Although TV is at heart a collaborative medium, most of the best shows currently on Channel 4 and its youth-focused offshoot E4 – the likes of Black Mirror, Derek, Cardinal Burns and Utopia (pictured) – are very much authored pieces, with a strong creative vision at their heart. Given this, it’s surprising to hear of the channel’s growing reputation among the UK production community for unhelpful interference in the creative process.

Channel 4 has still not found a mainstream hit to fill the gap left by Big Brother. Not all shows succeed, of course, but the way they fail can provide insight. Channel 4’s recent attempts to exploit its prime on-screen talent have the whiff of panic, from the overformatted Hotel GB to the lame dating show Baggage, hosted by an uncomfortable-looking Gok Wan. One agent subsequently coined the word “Gokked,” to describe a star being forced to appear in a cheesy show, to the possible detriment of his reputation.

It’s not all Channel 4’s fault, however. This is a wider issue for the TV industry. It is undoubtedly an industry in transition, one that recognises the importance of change, even if it cannot yet articulate or harness it.
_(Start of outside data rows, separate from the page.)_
PR #5369, opened 2023-08-28
Add a fuzziness factor to where tactical missiles end up when firing on a unit

Garanas:
Adjusts where missiles end up shooting when they are firing at a unit. The initial implementation works, but because of how tactical missiles are scripted they'll end up flying in circles for minutes when they miss. There's no "generic" missile component, each missile kind of has its own behavior (to some degree, a lot are copy-pastes of each other). To fix that we'd need to create a generic component that we can tweak on a per-missile basis. But that is too much work.

Unrelated but related, sometimes missiles 'fly off' because they're (initially) moving away from the target. That is because a lot of the (copy-pasted) scripts assume they always go closer to the target, while that may not be true in practice. The component could fix that problem too.

Too much work for these few days, requires tinkering with the balance team. 

https://github.com/FAForever/fa/assets/15778155/ba7a3917-9239-4394-bdb1-939ee8ef0155

https://github.com/FAForever/fa/assets/15778155/4ede7fcc-759c-42bb-80cd-0d340de7a877

https://github.com/FAForever/fa/assets/15778155/3fbe6630-7181-493b-ae81-3033c6eea636

https://github.com/FAForever/fa/assets/15778155/d5cd8add-5b4e-4b42-b38c-65213660ef0c

https://github.com/FAForever/fa/assets/15778155/045af158-3e9d-4657-9ea6-08bf63d8dbe1


msgerbs:
This seems like it would make tactical missiles devastating against groups of units since it would be more likely to hit different units instead of just all blasting a single tank that died already.

Garanas:
It doesn't feel that much stronger, see also:

_new behavior of this pr_

https://github.com/FAForever/fa/assets/15778155/9706b77f-39f4-4b9d-9610-d3e4a1bc05bc

_current behavior on release branch_

https://github.com/FAForever/fa/assets/15778155/b257b94e-3196-4a8b-9d5b-b81baa191935

You're right in that it hits more units on average. It is a balance issue, discussed with the balance team 😄

Garanas:
@clyfordv this works very nicely with your changes on the tactical missiles 👍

As Sky’s Stuart Murphy observed recently, the whole industry is waiting for the next breakthrough TV show that defines the multiscreen, connected era. Such a show would enable C4 to use its raft of new digital products and platforms to deepen engagement with viewers and create new opportunities for advertisers.

The question is whether Channel 4 will be the natural home of this next defining program. Or, in an era where the way we watch television content is being revolutionised, does it need an overhaul of its content strategy first?